* _Description of the task_
Give back exactly the lines from the one containing "Standardize exception for" through the end of the records, including both, and no others.

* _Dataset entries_
━━━━━━

PR #367, opened 2026-03-05
Standardize exception for negative seek positions to EOFException

### LINKED ISSUE #84: `S3SeekableInputStream.seek` exception discrepancy for negative positions.
S3A throws [`EOFException`](https://github.com/apache/hadoop/blob/f6c45e0bcf4aeaba31515e548dcc98b33245fe0e/hadoop-tools/hadoop-aws/src/main/java/org/apache/hadoop/fs/s3a/S3AInputStream.java#L330), whereas S3FIleIO throws [`IllegalArgumentException`](https://github.com/apache/iceberg/blob/main/aws/src/main/java/org/apache/iceberg/aws/s3/S3InputStream.java#L83).

We currently throw `EOFException`.

pratham76:
## Description of change

Changed `SeekableInputStream` and `S3SeekableInputStream` to throw `EOFException` instead of `IllegalArgumentException` when seeking to negative positions. This matches S3A behavior.

#### Relevant issues
Fixes #84

No

This matches S3A behavior and provides clearer semantics. Code catching `IllegalArgumentException` will need to catch `EOFException` instead.

No - only changes exception type for existing error case.

- Added 4 new unit tests in `SeekNegativePositionTest`

---


pratham76:
@stubz151 Could you please review? Thanks!

pratham76:
@stubz151 Gentle Ping!

ahmarsuhail:
Hey @pratham76, thank you for your contribution! Could you clarify why we need to make this change? I think the reason we couldn't decide on what to throw is because different stream implementations have different expecations. 

S3FileIO throws a `IllegalArgumentException`, see https://github.com/apache/iceberg/blob/32f5ee6c2d8d8d0476795efc4b1420e6c7f0b1c0/aws/src/main/java/org/apache/iceberg/aws/s3/S3InputStream.java#L113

━━━━━━

* _Solution for this task_
Standardize exception for negative seek positions to EOFException

### LINKED ISSUE #84: `S3SeekableInputStream.seek` exception discrepancy for negative positions.
S3A throws [`EOFException`](https://github.com/apache/hadoop/blob/f6c45e0bcf4aeaba31515e548dcc98b33245fe0e/hadoop-tools/hadoop-aws/src/main/java/org/apache/hadoop/fs/s3a/S3AInputStream.java#L330), whereas S3FIleIO throws [`IllegalArgumentException`](https://github.com/apache/iceberg/blob/main/aws/src/main/java/org/apache/iceberg/aws/s3/S3InputStream.java#L83).

We currently throw `EOFException`.

pratham76:
## Description of change

Changed `SeekableInputStream` and `S3SeekableInputStream` to throw `EOFException` instead of `IllegalArgumentException` when seeking to negative positions. This matches S3A behavior.

#### Relevant issues
Fixes #84

No

This matches S3A behavior and provides clearer semantics. Code catching `IllegalArgumentException` will need to catch `EOFException` instead.

No - only changes exception type for existing error case.

- Added 4 new unit tests in `SeekNegativePositionTest`

---


pratham76:
@stubz151 Could you please review? Thanks!

pratham76:
@stubz151 Gentle Ping!

ahmarsuhail:
Hey @pratham76, thank you for your contribution! Could you clarify why we need to make this change? I think the reason we couldn't decide on what to throw is because different stream implementations have different expecations. 

S3FileIO throws a `IllegalArgumentException`, see https://github.com/apache/iceberg/blob/32f5ee6c2d8d8d0476795efc4b1420e6c7f0b1c0/aws/src/main/java/org/apache/iceberg/aws/s3/S3InputStream.java#L113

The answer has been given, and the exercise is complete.